WHAT IS BEING ASKED — Report every line of the records beneath this task that holds the string "actually".

STORED DATA —
BEGIN

PR #5398, opened 2025-01-17
Use estimated document count when possible for `count()` operations

brimoor:
## Change log

Use estimated document counts for `dataset.count()` and `dataset.count("frames")`.

## Example usage

```py
import fiftyone as fo
import fiftyone.zoo as foz

# These all now use estimated document counts
_ = dataset.summary()
_ = len(dataset)
_ = dataset.count()
_ = dataset.count("frames")

# And so do these
view = dataset.select_group_slices(_allow_mixed=True)
_ = view.summary()
_ = len(view)
_ = view.count()
```

## Discussion

When are estimated document counts not exact? See
https://www.mongodb.com/docs/manual/reference/method/db.collection.estimatedDocumentCount/#behavior

For context, aside from cases where a user is directly calling `count()`, there are a couple key operations that call `count()` internally:

1. `len(dataset)` calls `dataset.count()`
2. `print(dataset)` calls `dataset.summary()` which calls `dataset.count()`

In my opinion, 2 is a clear case where it makes sense to use estimated document counts. It's more important for `print(dataset)` to be fast than it is for the count to be accurate in every possible case.

1 is a bit dubious though. On one hand, it's reasonable to assume that there are cases where you want to know *exactly* how many samples are in a dataset. On the other hand, there are times, especially in interactive shells, where you don't need precision, you just want to know, well, *roughly* how big the dataset is (ya know, an *estimate*).

My current opinion is that it is probably okay for `len(dataset)` to be an estimate. After all, datasets may have samples added/deleted at any time. So there's really no guarantee how long an "exact" document count will remain exact. And therefore it you're writing code that relies on `len(dataset)` being exact for a long period of time, then you're probably asking for trouble.

An alternative strategy would be to make this optimization *optional*, eg by introducing a syntax like this:

```py
# Allow estimated document counts, if possible
dataset_or_view.count(..., allow_estimates=True)
```

We could then make sure that `print(dataset)` uses the optimization, while making the default `dataset.count(..., allow_estimates=False)` so that `len(dataset)` is exact.

## Summary by CodeRabbit

- **Performance Optimization**
	- Enhanced document counting method with estimated count functionality.
	- Added performance-improving checks for sample and frame collections.
	- Introduced a new method to determine full dataset collection status.

- **New Features**
	- Added a method to quickly obtain an estimated count of samples or frames in the dataset.
	- Enhanced modal components to ensure correct re-rendering based on selected media fields.
	- Improved operator execution handling by simplifying the interaction model and removing unused props.

### DIFF
--- a/fiftyone/core/collections.py
+++ b/fiftyone/core/collections.py
@@ -7726,6 +7726,20 @@ class SampleCollection(object):
         Returns:
             the count
         """
+
+        # Optimization: use estimated document count when possible
+        if (
+            isinstance(self, fod.Dataset)
+            and expr is None
+            and (
+                field_or_expr is None
+                or (field_or_expr == "frames" and self._has_frame_fields())
+            )
+        ):
+            frames = field_or_expr == "frames"
+            # pylint: disable=no-member
+            return self._estimated_count(frames=frames)
+
         make = lambda field_or_expr: foa.Count(
             field_or_expr, expr=expr, safe=safe
         )
--- a/fiftyone/core/collections.py
+++ b/fiftyone/core/collections.py
@@ -7728,17 +7728,19 @@ class SampleCollection(object):
         """
 
         # Optimization: use estimated document count when possible
-        if (
-            isinstance(self, fod.Dataset)
-            and expr is None
+        if self._is_full_collection() and (
+            expr is None
             and (
                 field_or_expr is None
-                or (field_or_expr == "frames" and self._has_frame_fields())
+                or (
+                    etau.is_str(field_or_expr)
+                    and field_or_expr == "frames"
+                    and self._has_frame_fields()
+                )
             )
         ):
             frames = field_or_expr == "frames"
-            # pylint: disable=no-member
-            return self._estimated_count(frames=frames)
+            return self._dataset._estimated_count(frames=frames)
 
         make = lambda field_or_expr: foa.Count(
             field_or_expr, expr=expr, safe=safe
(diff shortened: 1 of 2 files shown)


kaixi-wang (approved):
This will speed up a lot and iterating based on a count rather than mapping is very unreliable

kaixi-wang (changes requested):
actually looks like the tests are failing so it might not be this simple

brimoor:
> actually looks like the tests are failing so it might not be this simple

ah I forgot that this optimization isn't applicable to grouped datasets

fiftyone/core/collections.py
```diff
@@ -7726,6 +7726,20 @@ def count(self, field_or_expr=None, expr=None, safe=False):
         Returns:
             the count
         """
+
+        # Optimization: use estimated document count when possible
+        if (
+            isinstance(self, fod.Dataset)
```
swheaton, line 7732: should fix it. the way groups are currently implemented, we cannot use estimated count.
```suggestion
            isinstance(self, fod.Dataset)
            and self.media_type != fom.GROUP
```

brimoor: I generalized it slightly more in https://github.com/voxel51/fiftyone/pull/5398/commits/d11868cb1e37fa2f6a06264a3895cc728879f131 so that estimated counts can also be used for grouped datasets when applicable, namely:

```py
grouped_dataset.select_group_slices().count()
```

swheaton (approved):
makes sense to me! I believe this was proposed previously but rejected due to some of the stated reasons. Glad we are making it now.
Measured with remote DB and 1.9M samples ... a 4000x speedup for `len(dataset)`! Congrats to you and @kaixi-wang lol 🔥 

🚢 🇮🇹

END

ANSWER TO THE PROBLEM —
actually looks like the tests are failing so it might not be this simple
> actually looks like the tests are failing so it might not be this simple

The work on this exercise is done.